= Modon (fluid dynamics) =

Sea eddies

Modons or dipole eddy pairs, are eddies that can carry water over distances of more than 1000 km in the ocean, in different directions than usual sea currents like Rossby waves, and much faster than other eddies.

==History==

The name modon was coined by M. E. Stern as a pun on the joint USA-USSR oceanographic research program POLYMODE. The modon is a dipole-vortex solution to the potential-vorticity equation that was theorized in order to explain anomalous atmospheric blocking events and eddy structures in rotating fluids, and the first solution was obtained by Stern in 1975. However, this solution was imperfect because it was not continuous at the modon boundary, so other scientists, such as Larichev and Reznik (1976), proposed other solutions that corrected that problem.

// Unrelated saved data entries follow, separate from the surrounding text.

PR #480, opened 2026-09-03
Keep bulk selection scoped to visible items

Lazarus-931:
Keeps Models and Artifacts bulk actions scoped to visible filtered items while moving Artifacts onto the shared selection state and toolbar.

For consistency, why have two separate select states

### DIFF
--- a/Sources/Nativ/Features/Models/ModelsView.swift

Although modons were predicted theoretically in the 1970s, a pair of modons spinning in opposite directions was first identified traveling in 2017 over the Tasman Sea. The study of satellite images has allowed the identification of other modons, at least dating back to 1993, that hadn't been identified as such until then. The scientists that first discovered modons in the wild think that they can absorb small sea creatures and carry them at high speed over long ocean distances. They are also capable of affecting the transport of heat, carbon and nutrients over that area of the ocean. They move about ten times faster than a typical eddy, and can last for six months before being disengaged.

==Equatorial modon==
In 2019, Rostami and Zeitlin reported a discovery of steady, long-living, slowly eastward-moving large-scale coherent twin cyclones, so-called “equatorial modon,” by means of a moist-convective rotating shallow water model. Crudest barotropic features of MJO such as eastward propagation along the equator, slow phase speed, hydro-dynamical coherent structure, the convergent zone of moist-convection, are captured by Rostami and Zeitlin's modon. Having an exact solution of streamlines for internal and external regions of equatorial asymptotic modon is another feature of this structure. It is shown that such eastward-moving coherent dipolar structures can be produced during geostrophic adjustment of localized large-scale pressure anomalies in the diabatic moist-convective environment on the equator.